Kita dapat dengan mudah membiarkan harga diri kita yang terluka menjadi sumber koreksi yang keras, atau bahkan halus, terhadap orang lain. Ini, kemudian, menjadi kita dosa. Tetapi dosa harus dihadapi dan Tuhan akan, kadang-kadang, memanggil kita untuk mengoreksi orang lain. Koreksi kita bahkan mungkin parah. Tetapi ketika itu datang dari kekudusan Tuhan, menginspirasi dan membimbing kita, koreksi kita terhadap orang lain tidak akan melukai mereka, itu akan menjadi tindakan Belas Kasih. 

Mereka mungkin membutuhkan kekerasan, dan Tuhan mungkin mengilhami kita untuk menjadi keras, tetapi kita harus selalu berhati-hati bahwa apa yang kita persembahkan pada akhirnya mengalir dari Kerahiman Tuhan (Lihat Buku Harian #633). 

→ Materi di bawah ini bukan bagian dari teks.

PR #1034, opened 2024-01-31
feat: implement externally controlled mode for TablePagination [WD-8505]

mas-who:
## Done

- Introduced externally controlled mode for the `TablePagination` component
- added test for externally controlled mode for the `TablePagination` component. You can refer to the test for example usage in externally controlled mode.

### Storybook

```shell
yarn start
```

### QA in your project

from `react-components` run:

```shell
yarn build
npm pack
```

```shell
yarn add <path-to-tarball>
```

### QA steps

- Check in projects that uses `TablePagination` if server pagination works.

### DIFF
--- a/src/components/TablePagination/TablePagination.tsx
+++ b/src/components/TablePagination/TablePagination.tsx
@@ -1,59 +1,19 @@
 import React, {
-  ChangeEvent,
-  Children,
   HTMLAttributes,
   PropsWithChildren,
-  ReactElement,
   ReactNode,
-  RefObject,
-  cloneElement,
-  useEffect,
-  useRef,
   useState,
 } from "react";
-import classnames from "classnames";
-import { usePagination } from "hooks";
-import Select from "components/Select";
-import TablePaginationControls from "./TablePaginationControls";
 import "./TablePagination.scss";
+import TablePaginationControls from "./TablePaginationControls";
+import {
+  DEFAULT_PAGE_LIMITS,
+  generatePagingOptions,
+  renderChildren,
+} from "./utils";
+import { usePagination } from "hooks";
 
-/**
- * Determine if we are working with a small screen.
- * 'small screen' in this case is relative to the width of the description div
- */
-const figureSmallScreen = (descriptionRef: RefObject<HTMLDivElement>) => {
-  const descriptionElement = descriptionRef.current;
-  if (!descriptionElement) {
-    return true;
-  }
-  return descriptionElement.getBoundingClientRect().width < 230;
-};
-
-/**
- * Iterate direct react child components and override the value of the prop specified by @param dataForwardProp
- * for those child components.
- * @param children - react node children to iterate
- * @param dataForwardProp - the name of the prop from the children components to override
- * @param data - actual data to be passed to the prop specified by @param dataForwardProp
- */
-const renderChildren = (
-  children: ReactNode,
-  dataForwardProp: string,
-  data: unknown[]
-) => {
-  return Children.map(children, (child) => {
-    return cloneElement(child as ReactElement, {
-      [dataForwardProp]: data,
-    });
-  });
-};
-
-const DEFAULT_PAGE_LIMITS = [50, 100, 200];
-const generatePagingOptions = (pageLimits: number[]) => {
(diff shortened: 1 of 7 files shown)


src/components/TablePagination/ClientPagination.tsx
edlerd, line 1: I have some doubts labelling it as client/server. In `Accordion`  we have an `externallyControlled` prop, which seems to fit here better. The duplication of the rendered components can be avoided by having a purely presentational (externally controlled) component, that we use in both cases. When externally controlled, we forward all props directly to it. When the state is handled locally, an additional component can do the state juggling and then forward to the same presentational component. Wdyt?

mas-who: Aaah nice! I did it this way so that I don't have to call `usePagination` in both scenarios. However, like you said, we could just use a wrapper component to handle state updates for locally controlled scenario. Thanks! will make the change.

src/components/TablePagination/TablePagination.tsx
```diff
@@ -85,93 +45,145 @@ export type Props = PropsWithChildren<{
...
+
+export type InternalControlProps = BasePaginationProps & {
+  /**
+   * Whether the component will be controlled via external state.
+   */
+  externallyControlled?: false;
+};
+
+export type Props = PropsWithChildren<
+  BasePaginationProps & (ExternalControlProps | InternalControlProps)
```
edlerd, line 92:
```suggestion
  ExternalControlProps | InternalControlProps
```
I think the `BasePaginationProps` are extended by both options.

src/components/TablePagination/TablePagination.tsx
```diff
@@ -85,93 +45,145 @@ export type Props = PropsWithChildren<{
...
+    paginate(1);
+    setInternalPageSize(pageSize);
   };
 
-  const totalPages = Math.ceil(data.length / pageSize);
-  const clonedChildren = renderChildren(children, dataForwardProp, pageData);
+  const clonedChildren = renderChildren(children, dataForwardProp, controlData);
   return (
     <>
       {position === "below" && clonedChildren}
```
edlerd, line 173: Would it be easier to gasp if we assign a `const controls = <TablePaginationcontrols ...` above the return block, and change this to something like below?

```
return (
  <>
    {position === "above" && controls}
    {clonedChildren}
    {position === "below" && controls}
```

Comment

edlerd (commented):
Thanks for applying the new structure, I think this is way better than before!

Two suggestions for further improvements below.

src/components/TablePagination/TablePagination.tsx
mas-who: good catch, I must be in a rabbit hole at that point :sweat:

src/components/TablePagination/TablePagination.tsx
mas-who: I agree, this is better and no longer inverted!

src/components/TablePagination/TablePagination.tsx
```diff
@@ -85,94 +45,150 @@ export type Props = PropsWithChildren<{
...
+        pageSizeFound = true;
+        break;
+      }
+    }
+
+    if (!pageSizeFound) {
+      throw new Error(
+        `pageSize must be a valid option in pageLimits, pageLimits is set to [${pageLimits}]`
+      );
+    }
```
edlerd, line 125: Shall we check for additional props as well? As in the `externallyControlled` mode, `currentPage`, `onPageChanged`, and other props are mandatory. Maybe we should throw if they are missing?

edlerd (approved):
LGTM thanks for making this nice :)
Just one more idea to a bit more defensive implementation, feel free to address this or not.

src/components/TablePagination/TablePagination.tsx
mas-who: the discriminating union typing for the component will result in Typescript build errors if `externallyControlled` is set to `true` but the required props are not passed. I think defensive code would be redundant in this case.

mas-who: i.e. `ExternalControlProps | InternalControlProps` in the props type definition.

Buku Harian Santa Faustina 

(633) Aku sangat heran bagaimana orang dapat sedemikian iri hati. Apabila aku melihat kebaikan orang lain, aku bersukacita karenanya seolah-olah itu juga merupakan kebaikanku. Sukacita orang lain adalah sukacitaku, dan penderitaan orang lain adalah penderitaanku; kalau tidak, aku tidak akan berani menyatukan diri dengan Tuhan Yesus. Roh Yesus selalu sederhana, lemah lembut, dan tulus; segala kedengkian, kecemburuan, dan kemunafikan yang diselubungi dengan senyum kehendak baik adalah setan-setan kecil yang licik. Perkataan keras yang mengalir dari kasih yang tulus tidak pernah melukai hati. (BHSF #633) 

Renungan

Renungkan setiap momen pertengkaran yang anda temui akhir-akhir ini.

 

Apakah kata-kata yang diucapkan, atau tindakan yang dilakukan lebih didasarkan pada emosi yang tidak sehat daripada cinta?

 

Periksa bagaimana anda bereaksi ketika disakiti oleh orang lain. 


Apakah anda memandang mereka dengan Kerahiman dan berusaha menawarkan Kerahiman Tuhan, bahkan jika itu harus datang, pada saat itu, dalam bentuk teguran suci?

 

Jangan takut untuk membiarkan Tuhan menggunakan anda untuk menawarkan bentuk Rahmat ini. Mungkin sulit untuk membedakan dari dosa kemarahan, tetapi kita harus berusaha untuk mempersembahkan Kerahiman ini demi kebaikan mereka yang dipanggil untuk kita kasihi.

 


Doa 

Tuhan, aku mempersembahkan diriku kepada-Mu agar Engkau dapat menggunakanku sebagai alat Kerahiman Ilahi-Mu. Ketika aku berdosa, bantu aku untuk segera mengampuni. Tetapi bantu aku juga, untuk mengetahui cara terbaik untuk mengatasi dosa orang lain. Bantu aku untuk mengetahui bagaimana menawarkan koreksi dalam kasih untuk kebaikan mereka. Beri aku keberanian dan kebijaksanaan, Tuhan terkasih, dan gunakan aku seperti yang Engkau kehendaki. Yesus, Engkau andalanku.